* _What you have to do_
Copy each line from the records below in which the word "where" is found.

(Records from a dataset)

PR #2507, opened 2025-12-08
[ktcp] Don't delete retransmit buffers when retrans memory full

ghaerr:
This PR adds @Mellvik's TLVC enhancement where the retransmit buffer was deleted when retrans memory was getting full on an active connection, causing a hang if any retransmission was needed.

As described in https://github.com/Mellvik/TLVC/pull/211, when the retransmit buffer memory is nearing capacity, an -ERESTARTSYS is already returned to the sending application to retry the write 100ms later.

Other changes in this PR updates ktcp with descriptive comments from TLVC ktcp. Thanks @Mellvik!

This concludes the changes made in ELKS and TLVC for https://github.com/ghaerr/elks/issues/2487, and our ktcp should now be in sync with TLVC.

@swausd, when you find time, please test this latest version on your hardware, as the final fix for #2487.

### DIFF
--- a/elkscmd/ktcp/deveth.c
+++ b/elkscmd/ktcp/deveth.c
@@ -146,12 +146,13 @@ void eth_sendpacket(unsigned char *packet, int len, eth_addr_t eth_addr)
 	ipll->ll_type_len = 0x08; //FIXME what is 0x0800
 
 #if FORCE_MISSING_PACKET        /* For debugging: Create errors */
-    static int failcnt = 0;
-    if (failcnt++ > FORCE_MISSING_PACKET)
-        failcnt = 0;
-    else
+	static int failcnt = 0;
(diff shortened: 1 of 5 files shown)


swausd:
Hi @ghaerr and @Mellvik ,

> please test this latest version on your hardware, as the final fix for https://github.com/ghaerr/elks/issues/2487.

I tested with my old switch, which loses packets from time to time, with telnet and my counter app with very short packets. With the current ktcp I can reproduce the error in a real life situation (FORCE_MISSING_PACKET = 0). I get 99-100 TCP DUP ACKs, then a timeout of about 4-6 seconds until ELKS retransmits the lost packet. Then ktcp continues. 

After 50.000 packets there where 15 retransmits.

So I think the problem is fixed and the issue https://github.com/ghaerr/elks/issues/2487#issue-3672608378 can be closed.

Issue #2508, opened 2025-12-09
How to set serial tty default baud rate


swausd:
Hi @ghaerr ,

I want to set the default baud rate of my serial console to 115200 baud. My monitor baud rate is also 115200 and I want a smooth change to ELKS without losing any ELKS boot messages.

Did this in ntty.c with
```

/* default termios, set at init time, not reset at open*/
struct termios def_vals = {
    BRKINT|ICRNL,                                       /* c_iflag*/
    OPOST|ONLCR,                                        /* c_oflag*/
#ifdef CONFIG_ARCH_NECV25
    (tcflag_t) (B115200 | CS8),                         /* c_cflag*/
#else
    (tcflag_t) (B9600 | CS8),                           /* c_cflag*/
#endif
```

* _Output below_
This PR adds @Mellvik's TLVC enhancement where the retransmit buffer was deleted when retrans memory was getting full on an active connection, causing a hang if any retransmission was needed.
After 50.000 packets there where 15 retransmits.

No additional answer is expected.